The restoration of a backup from Amazon S3 can fail for several reasons. For example, ElastiCache can't retrieve the file, or the bucket is in another Region. To troubleshoot this issue, see How do I troubleshoot the "Create-failed" or "Permission denied" error that occurs when I try to restore my ElastiCache cluster from S3?

There isn't enough capacity for the requested cache node type in an Availability Zone or Region

If AWS doesn't have enough available on-demand capacity, then you might get the following error message when you create a cluster:

"Failed to create cache node because requested AZ does not have sufficient capacity. Please try again with another AZ."

The capacity in an Availability Zone or Region constantly changes. To resolve this issue, create the cluster at a different time. For more information, see Error Messages: InsufficientCacheClusterCapacity.

An Availability Zone of the Region doesn't support cache node type

Some Availability Zones in a Region don't support specific cache node types. If you create a cluster and select one of these Availability zones, then you get the following error message:

"Cache node type is not currently supported in the AZ. Retry the launch with no availability zone or different AZs"
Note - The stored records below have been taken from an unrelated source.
PR #46, opened 2024-02-21
Fallback to background color when background image not found

### LINKED ISSUE #45: Missing background image leaves empty lockscreen
I'm working on a utility that screenshots my monitors, messes up the images, and uses those for hyprlock's background images. I'm a pretty awful coder so frequently the images aren't where they should be when I test it.

If hyprlock cannot load the background image(s) specified in the config it draws nothing for the background leaving your workspaces visible for the world to see with the widgets drawn on top. 

I think it should probably fallback to the background color specified in the config or the default background color if even that is missing. If a user really wants a transparent lockscreen they can specify a color with a lower alpha value. 

I've written a hack around the problem and will submit a PR, this issue is just for reference.

DerekSauer:
Confirms if the background image was actually loaded and logs a warning if not.

If no asset exists for a background image, fall back to background color. 

Tested by having a background image where hyprlock expects it. Background is rendered properly. Deleted the background image from disk and hyprlock reverts to background color. Deleted background color in config and hyprlock reverts to default color. 

Fixes #45 

Disclaimer: I haven't written any C++ code since I was in college 20 years ago so please review this.

### DIFF
--- a/src/renderer/widgets/Background.cpp
+++ b/src/renderer/widgets/Background.cpp
@@ -6,17 +6,20 @@ CBackground::CBackground(const Vector2D& viewport_, const std::string& resourceI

To check the availability of a specific cache node type, use the Amazon Elastic Compute Cloud (Amazon EC2) describe-instance-type-offerings AWS CLI command:

aws ec2 describe-instance-type-offerings --location-type availability-zone --filters Name=instance-type,Values=m5.large --region example-region --output table

Note: Replace example-region with your Region.

There isn't enough free IP addresses in the subnet you chose

If the subnets that you use for your ElastiCache cluster don't have enough free IP addresses, then you might get the following error message:

"Failed to create Cache Cluster due to insufficient Elastic Network Interface or free IP address"

To resolve this issue, identify the subnet group that you configured for the ElastiCache cluster. Then, check each subnet to verify that there are enough free IP addresses. For more information, see How do I troubleshoot insufficient IP address errors that occur during scaling activity in my Amazon VPC?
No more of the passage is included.